There, the Court ruled that a person deprived of property through a
random and unauthorized act by a state employee does not state a claim
under the Due Process Clause merely by alleging the deprivation of
property. In such a
situation, the Constitution does not require predeprivation process
because it would be impossible or impracticable to provide a meaningful
hearing before the deprivation.
Instead, the Constitution is satisfied by the provision of
meaningful postdeprivation process.
Thus, the State's action is not "complete" in the sense
of causing a constitutional injury "unless or until the State fails
to provide an adequate postdeprivation remedy for the property loss."
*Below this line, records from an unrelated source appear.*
PR #3106, opened 2022-08-31
feat(dataset): allow mounting s3 data

### LINKED ISSUE #2974: Mount data from S3
As a Renku user I want to mount data from S3 so that I can use this data in Renku workflows without copying them to my machine.
```
renku dataset stage my-dataset --mount /mount/point
```
## Acceptance Criteria
- Add a command/subcommand to mount data for datasets that have a S3 storage backend.
- Include an `--existing` flag that allows using an existing mount-point

## Notes
- We don't support multiple storage sources.

mohammad-sdsc:
# Description

Adds a `mount` command to allow mounting data from S3 storages. 

Fixes #2974

### DIFF
--- a/renku/core/dataset/dataset.py
+++ b/renku/core/dataset/dataset.py
@@ -1285,6 +1285,9 @@ def pull_external_data(
         with communication.busy(f"Copying {file.entity.path} ..."):
             storage.copy(file.source, path)
 
+            # NOTE: Make files read-only since we don't support pushing data to the remote storage
+            os.chmod(path, 0o400)
+
             if file.based_on and not file.based_on.checksum:
                 md5_hash = hash_file(path, hash_type="md5") or ""
                 file.based_on = RemoteEntity(checksum=md5_hash, url=file.based_on.url, path=file.based_on.path)
@@ -1327,9 +1330,7 @@ def read_dataset_data_location(dataset: Dataset) -> Optional[str]:
 def mount_external_storage(
     name: str,
     existing: Optional[Path],
-    unmount: bool,
     yes: bool,
-    client_dispatcher: IClientDispatcher,
     storage_factory: IStorageFactory,
 ) -> None:
     """Mount an external storage to a dataset's data directory.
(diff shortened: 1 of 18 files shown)


renku/core/dataset/dataset.py
```diff
@@ -1315,3 +1321,60 @@ def store_dataset_data_location(dataset: Dataset, location: Optional[Path]) -> N
...
+    client_dispatcher: IClientDispatcher,
+    storage_factory: IStorageFactory,
+) -> None:
+    """Mount an external storage to a dataset's data directory.
+
+    Args:
+        name(str): Name of the dataset
+        existing(Optional[Path]): An existing mount point to use instead of actually mounting the external storage.
+        unmount(bool): Unmount the external storage.
+        yes(bool): Don't prompt when removing non-empty dataset's data directory.
```
Panaetius, line 1341: I know it's annoying but to satisfy the pre-commit check (I think `pydocstyle` one), we have to document every argument in the docstring, including the two injected ones. I guess you haven't updated/installed the `pre-commit` config?

I prefer adding everything but then being sure that we don't miss a relevant parameter instead of not checking but not having to document the injected parameters, as it's safer that way.

renku/core/dataset/dataset.py
```diff
@@ -1315,3 +1321,60 @@ def store_dataset_data_location(dataset: Dataset, location: Optional[Path]) -> N
...
+    if not dataset.storage and not unmount:
+        communication.warn(f"Cannot mount dataset '{name}': Dataset doesn't have a storage backend")
+        return
+
+    datadir = client.path / dataset.get_datadir()
+
+    # NOTE: Try to unmount the path in case it was mounted before
+    unmount_path(datadir)
+
+    if unmount:
```
Panaetius, line 1357: it's a bit weird that `mount_external_storage(...)` does the exact opposite of its name if `unmount` is set true. Would be nicer if it's two separate methods (and `mount_external_storage` can call `unmount_external_storage`)

renku/core/util/os.py
```diff
@@ -144,6 +147,28 @@ def delete_path(path: Union[Path, str]) -> None:
...
+
+    path = str(path)
+
+    # NOTE: A symlink means that the path is not mounted itself but it's a link to a mount-point; just delete the link.
+    if os.path.islink(path):
+        os.remove(path)
+        return
+
+    # NOTE: ``fusermount`` is available on linux and ``umount`` is for macOS
+    execute_command("fusermount", "-u", "-z", path) or execute_command("umount", path)
```
Panaetius, line 169: I'd use https://docs.python.org/3/library/shutil.html#shutil.which instead, seems cleaner.

Panaetius (changes requested):
Looks good overall. I was expecting a much larger PR :slightly_smiling_face:

renku/core/dataset/dataset.py
mohammad-sdsc: > I guess you haven't updated/installed the pre-commit config?

No,  I don't.

Panaetius (dismissed):

Panaetius (approved):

Hudson v. Palmer, 468 U.S. 517, 532, n. 12, 104 S.Ct. 3194, 3203,
n. 12, 82 L.Ed.2d 393 (1984). Likewise, because the Constitution does not
require pretaking compensation, and is instead satisfied by a reasonable
and adequate provision for obtaining compensation after the taking, the
State's action here is not "complete" until the State fails to
provide adequate compensation for the taking. [FN14]
The analogy to Parratt is imperfect because Parratt does not extend to
situations such as those involved in Logan v. Zimmerman Brush Co., 455
U.S. 422, 102 S.Ct. 1148, 71 L.Ed.2d 265 (1982), in which the deprivation
of property is effected pursuant to an established state policy or
procedure, and the State could provide predeprivation process. Unlike the
Due Process Clause, however, the Just Compensation Clause has never been
held to require pretaking process or compensation. Ruckelshaus v. Monsanto
Co., 467 U.S. 986, 1016, 104 S.Ct. 2862, 2879‑-2880, 81 L.Ed.2d 815
(1984). Nor has the Court
ever recognized any interest served by pretaking compensation that could
not be equally well served by post-taking compensation.
Under the Due Process Clause, on the other hand, the Court has
recognized that predeprivation process is of "obvious value in
reaching an accurate decision," that the "only meaningful
opportunity to invoke the discretion of the decisionmaker is likely to be
before the [deprivation] takes effect," Cleveland Board of Education
v. Loudermill, 470 U.S. 532, 543, 105 S.Ct. 1487, 1494, 84 L.Ed.2d 494
(1985) and that predeprivation process may serve the purpose of making an
individual feel that the government has dealt with him fairly. See Carey v. Piphus, 435 U.S. 247, 262, 98 S.Ct. 1042,
1051, 55 L.Ed.2d 252 (1978). Thus,
despite the Court's holding in Logan, Parratt's reasoning applies here by
analogy because of the special nature of the Just Compensation Clause.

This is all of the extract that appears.